Malgré mes questions répétées au Sénat et les protestations de groupes de défense des droits humains au sujet du sort d’Omar Khadr, le gouvernement canadien reste sourd et aveugle à l’évidence. Il ne fait que débiter la même ritournelle : il « fait face à de graves accusations » et il « est traité humainement ».

 

Sur son statut d’enfant soldat, le gouvernement garde un silence scandaleux. Peut-être est-il intimidé par le fait que la présumée victime de Khadr était américaine. Ou peut-être ferme-t-il les yeux sur le sort d’Omar parce qu’il n’aime pas les vues politiques de sa famille.
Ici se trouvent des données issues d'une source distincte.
PR #16, opened 2022-02-02
feat: Add font awesome icon to project #P2022-610

rast-mk1:
To use Font Awesome icons:

first `import { FontAwesomeIcon } from '@fortawesome/react-fontawesome';` in your page
and `import { faRuler } from '@fortawesome/free-solid-svg-icons';` specific icons

then `<FontAwesomeIcon icon={faRuler} />` use your icon


pages/_app.js
```diff
@@ -1,5 +1,8 @@
 import Layout from 'components/Layout';
 import '../styles/globals.css'
+import { config } from '@fortawesome/fontawesome-svg-core'
+import '@fortawesome/fontawesome-svg-core/styles.css'
+config.autoAddCss = false
```
danielmajewski, line 5: is it possible to make seperate file for this import and configuration? E.g. `fonts.js` and just `import '..../fonts', something like that?

rast-mk1: will look into this, thanks

pages/fontawesome.js
```diff
@@ -0,0 +1,3 @@
+import { config } from '@fortawesome/fontawesome-svg-core';
+import '@fortawesome/fontawesome-svg-core/styles.css';
+config.autoAddCss = false;
```
DianaSzalek, line 3: Please move all of this into `global.css` that shouldn't be a page

rast-mk1: Yes, I am now aware of that. Will fix it. Thank you!

PR #20, opened 2022-02-04
feat: footer component #613

weronika299:
Icons will be added in a separate subtask P2022-734, because I'm waiting for a ticket P2022-610 (Add font awesome icons to project).

Edit: I added icons because task P2022-610 is already on develop branch, so I had access to icons.


app/components/Footer/index.js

N’est-il pas ironique que le gouvernement ait fait des pieds et des mains pour endiguer l’indignation suscitée par les atteintes possibles aux droits humains des détenus afghans alors qu’il fait fit de ceux de M. Khadr, un Canadien?

 

La position du Canada dans l’affaire Khadr viole l’esprit du protocole de l’ONU sur les enfants soldats et tourne en ridicule les efforts que nous déployons dans d’autres dossiers de droits de la personne.

 

Le récent rapport Manley sur la mission du Canada en Afghanistan observe à juste titre que notre intervention là-bas « confère une dimension concrète à nos valeurs communes » et nous permet de jouer un rôle accru sur la scène mondiale. Si le courage et le professionnalisme de nos soldats en Afghanistan rehaussent bel et bien notre statut de puissance intermédiaire émergente, la façon dont le gouvernement gère d’autres dossiers nuit manifestement à notre crédibilité. Au Darfour, par exemple, nous tournons froidement le dos à notre responsabilité de protéger.

 

La communauté internationale observe tous les faux pas flagrants du Canada sur la scène mondiale et compare soigneusement nos paroles à nos actions. Si nous continuons d’accuser des écarts entre les deux, nous passerons bientôt pour le « méchant petit Canadien » -- hypocrite au sein de la communauté internationale et sans cœur au pays. Dans le cas d’Omar Khadr, nous risquons de passer pour les deux à la fois.

 

- Le lieutenant-général (ret.) Roméo Dallaire est sénateur libéral et ancien commandant de la Mission des Nations Unies pour l'assistance au Rwanda.